他左手无意识地捏着方向盘,右手的烟已快烧到指尖,他却丝毫没有发觉。
宠物医院是24小时营业的,客人很少,透过玻璃看进去,只能隐约看到前台一个小姑娘支着头昏昏欲睡。
见不到那个高挑闲散的身影。
当一个人权势在握时,不难得知另一个人几年来的近况和去向,无非是几通电话的事,便可将人查得清清楚楚。
但是周泽从没查过,也从没问过。
至于理由,连他自己也不知道。
只是前两年,一个短视频曾经在网络上引起过小小的热度——宠物医院的老板娘年轻漂亮,抱着小猫做检查的样子像电影里的画面,被人拍下来发到了网上。
互联网时代,不缺美貌,能引起喧嚣的人百里挑一,姜乐便算得上一个。
那时候,周泽才知道,原来她毕业后来了江城,开了一家宠物医院。
只是视频虽然被传播开来,姜乐却没有出面回应,更没有趁着热度炒作,网民们一通寻找,也没扒出她的社交账号。所谓的“美女医生”也因此成了昙花一现。
周泽没再看到过有关姜乐的消息,后来便也将江城抛在脑后,家里生意的主场在北边,在江城虽有分公司,却似乎没有什么值得特别关注的东西。
也是今晚才知道,原来许安也在江城。
和姜乐一起。
周泽靠在椅背上,车里开着冷气,始终觉得有些闷热。
裤子上的酒渍早就干透,却莫名有一种冷而烫的触感仍停留在皮肤上,直直地要往心里钻。
几百米外,宠物医院门口。
轮胎的橡胶和柏油路摩擦,接着便是关车门的声音。
穿着灰色大衣的女人从车上下来,和出租车司机挥手致谢,脚上蹬着一双帆布鞋,晚宴时的高跟鞋被她松松地拎在手里。
许安没和她一起。
周泽看着姜乐随意将长发束起,推门进了宠物医院,和前台说了几句话,接着便往里走,瞧不见人了。

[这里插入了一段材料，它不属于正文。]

PR #736, opened 2020-09-30
Readme Adjustments

Krutonium:
I made a couple of changes to your Readme:
 - First, the coding style is now its own document (And added instructions to read it)
 - Second, I suggested a better way to clone that removes steps, specifically you can use `--recursive` to skip having to `init` and `update` the submodules.

I would also have tried to update the discord link, but I was told in an issue earlier that it was intentionally broken at the moment. (I suspect because of the Switch port?)

Questions, Comments, Edit Requests, Send them and I'll try to address them.

### DIFF
--- a/CODING_STYLE.md
+++ b/CODING_STYLE.md
@@ -1,0 +1,107 @@
+# Coding style
+
+I started writing in [Plan 9 style](http://man.cat-v.org/plan_9/6/style),
+but realize that this is not the most popular style, so I'm willing to compromise.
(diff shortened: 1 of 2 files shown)


Krutonium:
Unrelated, would you like me to make Travis-ci work properly? I notice right now it's throwing out that the build is bad because of apt not liking a repo.

erorcun:
looks like travis works right now, thanks.
merged

PR #740, opened 2020-10-02
Provide support for big IMG

ShFil119:
Not sure if needed to wrap it with some defines. 
Edit: Done.

### DIFF
--- a/src/core/CdStream.cpp
+++ b/src/core/CdStream.cpp
@@ -242,8 +242,15 @@ CdStreamRead(int32 channel, void *buffer, uint32 offset, uint32 size)
 		else
 			return STREAM_SUCCESS;
 	}
-	
+
+#ifdef BIG_IMG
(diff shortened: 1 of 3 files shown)


src/core/CdStream.cpp
```diff
@@ -242,9 +242,12 @@ CdStreamRead(int32 channel, void *buffer, uint32 offset, uint32 size)
 		else
 			return STREAM_SUCCESS;
 	}
-	
-	SetFilePointer(hImage, _GET_OFFSET(offset) * CDSTREAM_SECTOR_SIZE, nil, FILE_BEGIN);
-	
+
+	LARGE_INTEGER liDistanceToMove;
```
erorcun, line 246: well, this is not original code so you should wrap it with sth like BIG_IMG_SUPPORT.
also at least you need to change return type of GetGTA3imgSize.

Nick007J (approved):
lgtm but would be better under define indeed

PR #743, opened 2020-10-04
Fix some sanitizer errors, improve POSIX streamer

erorcun:
- Now on flushing streaming will flush streaming for real by interrupting the file read
- Starting file read on a streaming channel will interrupt ongoing one as the how it was supposed to be from the beginning
- Multiple sources say fgetc and fputc accepts/outputs unsigned char (sanitizer also whines about it), therefore unsigned char casts.

If ONE_THREAD_PER_CHANNEL is defined;
- LoadAllRequestedModels will be able to read 4 files at once (not processing tho)
- Fix deadlocks introduced by Mac support


ShFil119 (approved):
lgtm

PR #745, opened 2020-10-05
VS Code settings for code and debugging (Linux/macOS x64 only)

Tatsh:
Makes it possible to click _Run_ 🡢  _Start Debugging_ in VS Code, on Linux x64 only for now. GDB only.

It really works and makes working on the code much easier, as long as you have two monitors since I don't know how to make it not run full screen.


erorcun:
can you add Release configuration?

Tatsh:
Will do, and also will add the macOS config.

Tatsh:
> can you add Release configuration?

Done. Ready to be merged.

PR #746, opened 2020-10-05
Linux/macOS: allow storage of game data in XDG standard path

Tatsh:
[XDG Base Directory Specification](https://specifications.freedesktop.org/basedir-spec/basedir-spec-latest.html)

In `src/core/config.h`, enable `XDG_ROOT`.

Store the game data in `~/.local/share/re3`. This directory will be created if it does not exist. The `re3` binary no longer has to be in the same place. The `re3` binary won't care where it is located.

Of course, this is only for Linux/macOS but for macOS if I get unlazy I will make the storage point in a more normal spot on that OS. I suppose this could work on Windows under MSYS or Cygwin, or even WSL.

### DIFF
--- a/src/core/CdStreamPosix.cpp
+++ b/src/core/CdStreamPosix.cpp
@@ -17,6 +17,9 @@
 #include "CdStream.h"
 #include "rwcore.h"
 #include "RwHelper.h"
+#ifdef XDG_ROOT
+#include "FileMgr.h"
+#endif
 
 #define CDDEBUG(f, ...)   debug ("%s: " f "\n", "cdvd_stream", ## __VA_ARGS__)
 #define CDTRACE(f, ...)   printf("%s: " f "\n", "cdvd_stream", ## __VA_ARGS__)
@@ -139,12 +142,23 @@ CdStreamInitThread(void)
 #endif
 }
 
+static const char *gta3ImgPath = "models/gta3.img";
+
 void
 CdStreamInit(int32 numChannels)
 {
     struct statvfs fsInfo;
+    char imgPath[128] = {'\0'};
 
-    if((statvfs("models/gta3.img", &fsInfo)) < 0)
+#ifdef XDG_ROOT
+    const char *rootDir = CFileMgr::GetRootDirName();
+    strncpy(imgPath, rootDir, strlen(rootDir) - 1);
+    strcat(imgPath, "/");
+    strcat(imgPath, gta3ImgPath);
+#else
+    strcpy(imgPath, gta3ImgPath);
+#endif
+    if((statvfs(imgPath, &fsInfo)) < 0)
     {
         CDTRACE("can't get filesystem info");
         ASSERT(0);
--- a/src/core/FileMgr.cpp
+++ b/src/core/FileMgr.cpp
@@ -197,11 +197,45 @@ myfeof(int fd)
 char CFileMgr::ms_rootDirName[128] = {'\0'};
 char CFileMgr::ms_dirName[128];
 
+#ifdef XDG_ROOT
+void CFileMgr::GetHomeDirectory(char *homeDir) {
+  char **p = environ;
+  while (*p++)
+  {
+    if (!strncmp("HOME=", *p, 5)) {
+      strcpy(homeDir, *p + 5);
+      break;
+    }
+  }
+}
+#endif
+
 void
 CFileMgr::Initialise(void)
 {
+#ifdef XDG_ROOT
+  char homeDir[255];
+  bzero(homeDir, 255);
+  GetHomeDirectory(homeDir);
+  // Build up ${HOME}/.local/share/re3
+  strcat(homeDir, "/.local");
+  struct stat buf;
+  if (stat(homeDir, &buf) < 0) {
+    assert(mkdir(homeDir, 0755) == 0);
+  }
+  strcat(homeDir, "/share");
+  if (stat(homeDir, &buf) < 0) {
+    assert(mkdir(homeDir, 0755) == 0);
+  }
+  strcat(homeDir, "/re3");
+  if (stat(homeDir, &buf) < 0) {
+    assert(mkdir(homeDir, 0755) == 0);
+  }
+  strcpy(ms_rootDirName, homeDir);
+#else
 	_getcwd(ms_rootDirName, 128);
-	strcat(ms_rootDirName, "\\");
+#endif
+  strcat(ms_rootDirName, "\\");
 }
 
 void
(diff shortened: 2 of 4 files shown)


Tatsh:
Updated title, as macOS needs special code to read environment variables.

Tatsh:
As soon as this is merged, I have the macOS version.

src/core/CdStreamPosix.cpp
```diff
@@ -139,12 +142,23 @@ CdStreamInitThread(void)
...
-    if((statvfs("models/gta3.img", &fsInfo)) < 0)
+#ifdef XDG_ROOT
+    const char *rootDir = CFileMgr::GetRootDirName();
+    strncpy(imgPath, rootDir, strlen(rootDir) - 1);
+    strcat(imgPath, "/");
+    strcat(imgPath, gta3ImgPath);
+#else
+    strcpy(imgPath, gta3ImgPath);
+#endif
+    if((statvfs(imgPath, &fsInfo)) < 0)
```
erorcun, line 161: I think you should also patch CdStreamAddImage

Tatsh: Will do.

Tatsh: Are you sure this needs to be patched? Prior to any call to `CdStreamAddImage`, there's a call to `CFileMgr::ChangeDir()` (`chdir`) which, with this patch, changes to the XDG path e.g. `~/.local/share/re3`. As a result, the relative paths passed in `CdStreamAddImage` resolve fine as they will go through `casepath` to fix the backslashes and casing.

erorcun: I didn't see any? sure, coincidentally current path may be same with the one we want, but that doesn't guarantee it will always be same. in fact, you can see ChangeDir/SetDir's before all CFileMgr file reading operations, but there is none to be found before any CdStreamAddImage, so looks like it's coincidental.

Tatsh: That would mean CdStreamAddImage should check if the casepath returns nothing then try again with the XDG path prepended?

erorcun: I'd suggest just SetDir to XDG root path, but then I realized you didn't patch SetDir/ChangeDir at all... you should fix this, you can find various `fopen`s in audio files.

Tatsh: I made the change to call `SetDir("")` before doing any processing in `CdStreamAddPosix`.

I don't think `SetDir` or `ChangeDir` have to be changed as they both have a way to go to root and then prepend `ms_rootDirName` (XDG root) before adding the `dir` argument passed in. `SetDir` always does this, and `ChangeDir` only does this if the first character of the `dir` argument is `\`. All calls to `ChangeDir` begin with `\` so none are relative.

Would you consider using only one variant of these two `SetDir`/`ChangeDir` functions? My understanding is that `ChangeDir` works as if the game data directory is the root of a file system and accepts `"\\"` to mean to start at the root and not use a relative path. `SetDir` accepts only relative paths, with empty string meaning *go to root*.

It seems to me that these `SetDir` calls could be changed to 'full' paths for `ChangeDir` prepending a `\\` to the path arguments.

There are only a few unique paths used when calling either function. They all seem to want to start from the game data root.

```
CFileMgr::SetDir("");
CFileMgr::SetDir("data");
CFileMgr::SetDir("DATA");
CFileMgr::SetDir("data\\paths");
CFileMgr::SetDir("TEXT");
CFileMgr::SetDir("TEXTURES");
CFileMgr::SetDir("TXD\\");
```

Not sure what this call to `SetDir("TEXTURES")` is for. I do not have this directory anywhere in my game data extracted off the installation discs.

```
CFileMgr::ChangeDir("\\");
CFileMgr::ChangeDir("\\DATA\\");
CFileMgr::ChangeDir("\\DATA\\MAPS\\");
```

erorcun: > I don't think SetDir or ChangeDir have to be changed as they both have a way to go to root and then prepend ms_rootDirName (XDG root) before adding the dir argument passed in.

I mean if i'm not wrong currently no `chdir` sets directory to XDG path at all (which was something SetDir/ChangeDir doing). Then how `fopen`s will access to XDG path?

Tatsh: Correct, there is no chdir call to set the path to the XDG path. So, it is possible for an `fopen` call to fail if for example, `cSampleManager::InitialiseSampleBanks()` (opens `audio/sfx.*`) was called without a call to `CFileMgr::SetDir("")` / `CFileMgr::SetDir("\\")` first.

Do you want me to add calls to `chdir` (or `SetDir`) before calls to `fopen` that don't have them? Primarily this would be in the `audio/sampman_*.cpp` source files.

erorcun: oh sorry for late reply.
I would prefer moving what you're doing right now on CFileMgr::OpenFile to ChangeDir/SetDir, since doing them in there is kinda hack.

Tatsh: My `OpenFile` change has been removed. I realised it was only there to fix an issue with `ValidateVersion()` in `main.cpp`.

I made `ValidateVersion()` call `SetDir("")` before doing anything else if XDG_ROOT is enabled. Can this be done without the `#ifdef`?

Tested the game from a save file and from new game and everything seems normal.

src/core/FileMgr.cpp
```diff
@@ -197,10 +197,69 @@ myfeof(int fd)
...
+// Must have char homeDir[PATH_MAX] in scope.
+#define getenvvar(varName)                                  \
+	char **p = environ;                                     \
+	size_t varNameLength = ARRAY_SIZE(varName) - 1;         \
+	for (; *p; p++) {                                       \
+		if (!strncmp(varName "=", *p, varNameLength + 1)) { \
+			strcpy(homeDir, *p + varNameLength + 1);        \
+			break;                                          \
+		}                                                   \
+	}
```
Tatsh, line 210: Not sure why these \ do not line up on GitHub. They line up in my IDE:

erorcun:
I remind you your message:
> Correct, there is no chdir call to set the path to the XDG path. So, it is possible for an fopen call to fail if for example, cSampleManager::InitialiseSampleBanks() (opens audio/sfx.*) was called without a call to CFileMgr::SetDir("") / CFileMgr::SetDir("\\") first.

but looks like you haven't done that. We *have* to call chdir on ChangeDir/SetDir. Game may work ok right now but this doesn't mean that it's not coincidence.

Tatsh:
> I remind you your message:
> 
> > Correct, there is no chdir call to set the path to the XDG path. So, it is possible for an fopen call to fail if for example, cSampleManager::InitialiseSampleBanks() (opens audio/sfx.*) was called without a call to CFileMgr::SetDir("") / CFileMgr::SetDir("\") first.
> 
> but looks like you haven't done that. We _have_ to call chdir on ChangeDir/SetDir. Game may work ok right now but this doesn't mean that it's not coincidence.

I think these should solve the issue:

https://github.com/GTAmodding/re3/pull/746/commits/3bd9e61a12724171d4b521a0ac4718c2d7d40095
https://github.com/GTAmodding/re3/pull/746/commits/1e245d755b927748b80f3d4fd2aed2a5246533c2
https://github.com/GTAmodding/re3/pull/746/commits/273e4e8a3b11c2b20b73c49f0cbaecd82f81a155

kattjevfel:
Unsure if this is out of scope for this PR, but would this allow for setting any directory? For example it'd be great to be able to install to /usr/share/re3 with the binary in /usr/bin.

Tatsh:
That wouldn't be for here but it's the same idea. I think we could have a system version or a more configurable build to allow setting the path dynamically.

I am doing this path because it's part of an open standard and should not require root privileges to write to.

src/core/FileMgr.cpp
sjerdo: Tab indent vs spaces

PR #751, opened 2020-10-08
Add utility to install GTA III game files

Tatsh:
~~WIP and Linux/BSD only for now.~~

Not for Windows.

The CLI installer will run like so:

```
installer-command disc1.iso disc2.iso
```

or with mounted discs or ISOs:

```
installer-command path-to-disc-1/ path-to-disc-2/
```

This uses 7z to extract ISOs if necessary, and then uses libunshield to unpack the `data1.cab` file on disc 1. Then `cp` is invoked directly to copy the `Audio` directory from disc 2.

This can work on Windows but there will need some changes (like not invoking `cp` and use of `fork`), and I may complete that. However, I am thinking on Windows a better solution is to create an NSIS-based installer application to do this task.

@erorcun Please examine `.clang-format` and see if this really matches the project's standards.


erorcun:
We decided to not include that in re3, sorry. But it would be cool to see it as a seperate tool.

他捏在方向盘上的手却舍得松开了,终于想起自己手里还夹着半根烟。
紧绷的身体放松,往后靠在椅背上。
右手把多余的烟灰一抖,将剩下的烟送到嘴边,慢悠悠地吸了一口,将心里刚才那点烦闷和焦灼尽数散在烟雾中。
良久,车里响起一声自嘲的笑,短而轻,很快便消融在空气中。
他驱车离开了这里。
*
或许是因为连着几天都没有睡好,姜乐从许安家到宠物医院后,困意上涌,趴在办公桌上睡着了。
罕见地没有做那个重复了几年的噩梦。
她梦见了周泽。
高二那年,姜乐第一次遇见周泽。
说是第一次,其实也不够准确,因为从高中入学开始,两个人就是同班同学。
但是,在那天之前,姜乐对周泽只有一个模糊的印象。
两个人轮流占据着年级第一与第二的位置,年纪排行榜上,他俩的名字总是挨着,很难不注意到彼此。
但两个人并没有什么交际。
最主要的原因在于,姜乐虽然成绩优秀,却并不是标准的“三好学生”。
恰恰相反,她是让大多数老师都头疼的问题少女。
迟到,早退,逃课,惹是生非。
在所有人眼里,姜乐每天和社会上不三不四的人混在一起,迟早要惹上麻烦。成绩不错又如何?从小看大,从一开始就长歪了,将来能有多大的出息?